Issue #1865, opened 2019-08-13
TMG (Three Magic Girl) v1.2: Distributing EXP in the Inn fails with "Call Event: Can't call page 0 of event 2"


Ghabry:
#### Name of the game:
TMG (Three Magic Girl) v1.2 (Warning: Hentai game)

https://vipkohaku.x.fc2.com/2015/entry86.html

To get the game click [ダウンロード(83.3MB)], then on the yahoobox page ensure all scripts are enabled and at the top-left is another [ダウンロード] button.

Extract the game with unar or any other application that supports shift-jis encoded zip files.

#### Attach files (as a .zip archive or link them)
[Save03.zip](https://github.com/EasyRPG/Player/files/3498654/Save03.zip)

#### Describe the issue in detail and how to reproduce it:
Walk upwards and talk to the owner of the Inn.

Select:
やどやにとまる → けいけんちをわける → はい → わてり → [Input 1]

The game reports "CallEvent: Can't call non-existant page 0 of event 2".
In RPG_RT with the same savegame it shows a pornographic picture and continues.

Ghabry:
Noticable is that the game has the switch and variable list truncated to 1 entry.

The problematic call is on map ``event -> 001`` event 1, page 3, ``@> Call Event: Variable [0016][0017]`` on line 234

Ghabry:
Likely a clamping problem.

Earlier code does

```
@> Change Parameters: [], Max MP - 999
@> Change Parameters: [], Max MP - 999
@> Change Parameters: [], Max MP + 999
```

The purpose is obviously to reset the value to 0.
But this behaviour should be verified for other Makers and versions. (game uses 2000)

fmatthew5876:
So it looks like we should be clamping the `stat_mod` chunks and we don't. Just testing rm2k3 now I see it should clamp at `[-9999,9999]`. In player it goes on forever.

PR #1866, opened 2019-08-13
Clamp stat mod values to match RPG_RT

fmatthew5876:
Fix: #1865

### DIFF
--- a/src/game_actor.cpp
+++ b/src/game_actor.cpp
@@ -1212,46 +1212,56 @@ std::string Game_Actor::GetClassName() const {
     return GetClass()->name;
 }
 
+static int ClampMaxHpMod(int hp, const Game_Actor* actor) {
+	auto limit = actor->MaxHpValue();
+	return Utils::Clamp(hp, -limit, limit);
+}
+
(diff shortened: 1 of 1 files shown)


src/game_actor.cpp
```diff
@@ -1212,46 +1212,56 @@ std::string Game_Actor::GetClassName() const {
     return GetClass()->name;
 }
 
+static int ClampMaxHpMod(int hp, const Game_Actor* actor) {
+	auto limit = actor->MaxHpValue();
+	return Utils::Clamp(hp, -limit, limit);
+}
+
+static int ClampStatMod(int hp, const Game_Actor* actor) {
```
Ghabry: still called hp -> stat/mod

Ghabry:
Thanks for creating a patch based on my investigation :)

Game works properly ( ͡° ͜ʖ ͡° )

Now I only need to censor the picture for the blog video...

src/game_actor.cpp
fmatthew5876: Fixed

* * *

# Work item
Would you please return all lines from the listing above that contain "event"?

# Your response
TMG (Three Magic Girl) v1.2: Distributing EXP in the Inn fails with "Call Event: Can't call page 0 of event 2"
The game reports "CallEvent: Can't call non-existant page 0 of event 2".
The problematic call is on map ``event -> 001`` event 1, page 3, ``@> Call Event: Variable [0016][0017]`` on line 234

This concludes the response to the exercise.